__Requirement__. The data must be returned in full and exactly as given.

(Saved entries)
PR #1080, opened 2016-01-05
Append choropleth titles by default

ferblape:
This PR tries to make the creation of the titles in choropleth graphs more resilient.

I have just copied how titles are built in other graphs, such as rowCharts.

__Solution to this problem__.
PR #1080, opened 2016-01-05
Append choropleth titles by default

ferblape:
This PR tries to make the creation of the titles in choropleth graphs more resilient.

I have just copied how titles are built in other graphs, such as rowCharts.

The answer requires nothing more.